What is required
Pick every line out of the entries below that holds the string "specific", and report them.

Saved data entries
↓↓↓
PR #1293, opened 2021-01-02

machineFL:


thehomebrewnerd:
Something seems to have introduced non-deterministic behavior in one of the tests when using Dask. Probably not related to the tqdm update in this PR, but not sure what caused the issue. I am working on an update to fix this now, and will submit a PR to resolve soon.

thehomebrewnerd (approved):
↑↑↑
↓↓↓
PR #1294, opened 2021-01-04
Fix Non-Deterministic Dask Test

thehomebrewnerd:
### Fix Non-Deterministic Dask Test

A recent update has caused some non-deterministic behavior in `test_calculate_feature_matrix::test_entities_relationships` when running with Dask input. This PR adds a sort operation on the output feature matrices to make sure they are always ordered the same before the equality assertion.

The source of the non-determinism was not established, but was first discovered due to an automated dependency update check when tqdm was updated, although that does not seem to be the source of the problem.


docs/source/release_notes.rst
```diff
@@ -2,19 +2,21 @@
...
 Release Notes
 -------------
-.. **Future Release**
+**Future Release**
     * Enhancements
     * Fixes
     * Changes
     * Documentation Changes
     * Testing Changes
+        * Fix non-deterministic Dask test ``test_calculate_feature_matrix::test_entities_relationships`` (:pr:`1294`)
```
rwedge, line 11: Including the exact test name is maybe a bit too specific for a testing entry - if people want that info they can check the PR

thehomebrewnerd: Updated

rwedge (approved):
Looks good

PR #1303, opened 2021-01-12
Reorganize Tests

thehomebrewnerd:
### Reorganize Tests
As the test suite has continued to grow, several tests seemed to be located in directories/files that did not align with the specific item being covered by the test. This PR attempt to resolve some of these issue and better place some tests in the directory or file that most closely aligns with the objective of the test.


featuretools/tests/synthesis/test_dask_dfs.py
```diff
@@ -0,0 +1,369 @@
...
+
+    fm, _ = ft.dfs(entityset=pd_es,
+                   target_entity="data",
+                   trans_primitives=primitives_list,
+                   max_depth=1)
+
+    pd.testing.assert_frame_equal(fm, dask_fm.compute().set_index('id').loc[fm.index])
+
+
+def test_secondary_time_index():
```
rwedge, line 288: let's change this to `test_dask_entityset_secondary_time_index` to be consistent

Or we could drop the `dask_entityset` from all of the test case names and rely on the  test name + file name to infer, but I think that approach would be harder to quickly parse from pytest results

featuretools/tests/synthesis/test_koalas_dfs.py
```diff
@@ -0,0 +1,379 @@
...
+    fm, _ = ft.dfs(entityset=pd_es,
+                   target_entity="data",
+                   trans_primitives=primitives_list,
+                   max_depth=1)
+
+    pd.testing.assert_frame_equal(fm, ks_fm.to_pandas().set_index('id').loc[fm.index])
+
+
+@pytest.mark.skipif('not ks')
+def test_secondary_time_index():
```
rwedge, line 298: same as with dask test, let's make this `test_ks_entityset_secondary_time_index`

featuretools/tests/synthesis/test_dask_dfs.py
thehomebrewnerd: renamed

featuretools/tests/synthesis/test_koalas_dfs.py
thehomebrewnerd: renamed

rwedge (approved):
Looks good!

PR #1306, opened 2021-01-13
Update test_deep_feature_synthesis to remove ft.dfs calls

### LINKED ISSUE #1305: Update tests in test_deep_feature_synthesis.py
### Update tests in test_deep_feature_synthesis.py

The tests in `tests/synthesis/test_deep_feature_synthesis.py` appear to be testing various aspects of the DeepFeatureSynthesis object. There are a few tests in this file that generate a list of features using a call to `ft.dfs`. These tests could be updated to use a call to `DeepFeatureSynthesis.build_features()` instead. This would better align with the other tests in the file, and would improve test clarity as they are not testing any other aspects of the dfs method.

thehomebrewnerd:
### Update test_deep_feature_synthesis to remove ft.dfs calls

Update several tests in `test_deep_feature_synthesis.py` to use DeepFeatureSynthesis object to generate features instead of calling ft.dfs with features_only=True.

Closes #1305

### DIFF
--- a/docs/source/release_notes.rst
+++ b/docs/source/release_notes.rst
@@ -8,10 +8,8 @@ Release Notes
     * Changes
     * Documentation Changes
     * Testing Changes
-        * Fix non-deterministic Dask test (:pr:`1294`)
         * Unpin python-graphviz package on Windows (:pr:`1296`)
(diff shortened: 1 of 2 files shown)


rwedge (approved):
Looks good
↑↑↑
Response
rwedge, line 11: Including the exact test name is maybe a bit too specific for a testing entry - if people want that info they can check the PR
As the test suite has continued to grow, several tests seemed to be located in directories/files that did not align with the specific item being covered by the test. This PR attempt to resolve some of these issue and better place some tests in the directory or file that most closely aligns with the objective of the test.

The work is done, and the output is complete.